- _WHAT IS BEING ASKED_
Under this line are the records; write out word for word the part that begins at the line containing "### Reproduction Steps" and ends at the line containing "The above code", and no more.

##### SOURCE MATERIAL #####

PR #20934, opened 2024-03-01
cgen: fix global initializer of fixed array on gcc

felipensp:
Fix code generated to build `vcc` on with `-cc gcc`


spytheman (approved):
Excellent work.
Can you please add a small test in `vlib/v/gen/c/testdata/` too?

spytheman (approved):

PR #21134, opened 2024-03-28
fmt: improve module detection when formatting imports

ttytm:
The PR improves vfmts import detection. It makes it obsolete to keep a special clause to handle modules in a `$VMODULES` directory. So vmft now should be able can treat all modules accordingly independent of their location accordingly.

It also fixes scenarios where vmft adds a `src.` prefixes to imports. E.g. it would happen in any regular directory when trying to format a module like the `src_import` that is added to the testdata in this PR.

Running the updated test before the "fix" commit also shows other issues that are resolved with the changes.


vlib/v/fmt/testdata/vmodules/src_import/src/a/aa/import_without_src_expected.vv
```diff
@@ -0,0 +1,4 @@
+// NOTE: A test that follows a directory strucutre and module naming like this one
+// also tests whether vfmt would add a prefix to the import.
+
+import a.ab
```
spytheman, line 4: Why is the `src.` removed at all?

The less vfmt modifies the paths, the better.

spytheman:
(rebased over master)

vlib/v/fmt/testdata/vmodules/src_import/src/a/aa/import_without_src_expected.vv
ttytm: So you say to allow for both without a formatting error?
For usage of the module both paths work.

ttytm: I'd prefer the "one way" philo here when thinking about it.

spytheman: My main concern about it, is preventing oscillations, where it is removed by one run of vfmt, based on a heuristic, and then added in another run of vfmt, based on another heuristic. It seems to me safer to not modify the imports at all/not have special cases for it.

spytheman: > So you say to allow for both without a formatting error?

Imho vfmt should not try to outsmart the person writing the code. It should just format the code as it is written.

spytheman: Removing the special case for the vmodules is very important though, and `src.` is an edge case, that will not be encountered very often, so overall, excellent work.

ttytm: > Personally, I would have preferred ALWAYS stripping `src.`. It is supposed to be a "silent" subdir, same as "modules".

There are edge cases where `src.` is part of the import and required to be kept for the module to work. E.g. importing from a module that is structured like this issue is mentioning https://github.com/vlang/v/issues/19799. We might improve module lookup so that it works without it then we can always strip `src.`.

#####
##### SOURCE MATERIAL #####

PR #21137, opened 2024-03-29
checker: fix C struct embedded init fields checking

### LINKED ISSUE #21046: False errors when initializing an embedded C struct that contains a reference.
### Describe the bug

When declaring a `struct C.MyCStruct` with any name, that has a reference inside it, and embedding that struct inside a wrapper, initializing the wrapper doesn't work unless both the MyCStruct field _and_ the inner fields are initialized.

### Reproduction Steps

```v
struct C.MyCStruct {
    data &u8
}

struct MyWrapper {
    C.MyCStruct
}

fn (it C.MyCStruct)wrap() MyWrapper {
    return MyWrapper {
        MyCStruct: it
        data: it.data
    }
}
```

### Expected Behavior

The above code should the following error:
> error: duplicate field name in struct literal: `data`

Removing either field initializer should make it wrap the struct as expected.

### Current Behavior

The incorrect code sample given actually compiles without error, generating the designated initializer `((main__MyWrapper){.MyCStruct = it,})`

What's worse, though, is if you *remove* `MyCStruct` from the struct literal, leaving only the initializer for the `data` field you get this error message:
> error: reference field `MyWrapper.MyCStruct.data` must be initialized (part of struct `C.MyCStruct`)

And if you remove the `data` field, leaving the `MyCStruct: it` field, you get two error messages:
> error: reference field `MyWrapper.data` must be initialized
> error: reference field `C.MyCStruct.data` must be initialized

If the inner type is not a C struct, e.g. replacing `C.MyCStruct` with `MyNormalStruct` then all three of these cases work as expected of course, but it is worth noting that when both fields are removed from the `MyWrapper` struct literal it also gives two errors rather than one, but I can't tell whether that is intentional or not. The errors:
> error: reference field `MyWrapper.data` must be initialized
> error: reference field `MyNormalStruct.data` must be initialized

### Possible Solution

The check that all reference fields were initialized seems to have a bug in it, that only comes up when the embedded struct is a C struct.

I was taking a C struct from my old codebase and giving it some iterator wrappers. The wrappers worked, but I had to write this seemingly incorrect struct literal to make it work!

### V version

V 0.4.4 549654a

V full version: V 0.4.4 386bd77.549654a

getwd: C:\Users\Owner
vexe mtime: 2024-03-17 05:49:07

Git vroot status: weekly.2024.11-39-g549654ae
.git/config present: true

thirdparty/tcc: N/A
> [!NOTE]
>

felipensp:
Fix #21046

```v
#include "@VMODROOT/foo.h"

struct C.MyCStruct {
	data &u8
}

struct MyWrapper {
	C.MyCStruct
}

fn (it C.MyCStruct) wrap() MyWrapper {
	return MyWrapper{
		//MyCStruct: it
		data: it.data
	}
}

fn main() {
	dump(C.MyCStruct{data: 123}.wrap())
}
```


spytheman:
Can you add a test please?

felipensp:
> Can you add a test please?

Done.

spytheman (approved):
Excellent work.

#####
##### SOURCE MATERIAL #####

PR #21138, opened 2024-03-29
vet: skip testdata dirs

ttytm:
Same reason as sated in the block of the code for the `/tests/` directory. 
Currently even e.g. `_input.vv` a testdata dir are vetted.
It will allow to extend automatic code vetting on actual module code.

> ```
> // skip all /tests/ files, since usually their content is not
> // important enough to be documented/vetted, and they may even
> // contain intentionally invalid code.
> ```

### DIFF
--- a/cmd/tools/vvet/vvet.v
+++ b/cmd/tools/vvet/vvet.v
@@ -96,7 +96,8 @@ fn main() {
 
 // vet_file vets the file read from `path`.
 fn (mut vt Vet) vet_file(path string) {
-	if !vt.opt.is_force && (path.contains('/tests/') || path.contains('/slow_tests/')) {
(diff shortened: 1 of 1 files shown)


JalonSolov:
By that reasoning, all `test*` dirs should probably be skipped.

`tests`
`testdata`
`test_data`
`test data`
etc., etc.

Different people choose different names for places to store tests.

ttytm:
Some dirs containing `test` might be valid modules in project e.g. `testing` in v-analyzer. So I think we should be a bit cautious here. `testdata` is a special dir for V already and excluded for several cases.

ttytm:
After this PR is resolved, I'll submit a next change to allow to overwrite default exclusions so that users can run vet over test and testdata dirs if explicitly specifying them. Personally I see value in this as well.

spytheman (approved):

#####

- _WRITTEN SOLUTION_
### Reproduction Steps

```v
struct C.MyCStruct {
    data &u8
}

struct MyWrapper {
    C.MyCStruct
}

fn (it C.MyCStruct)wrap() MyWrapper {
    return MyWrapper {
        MyCStruct: it
        data: it.data
    }
}
```

### Expected Behavior

The above code should the following error:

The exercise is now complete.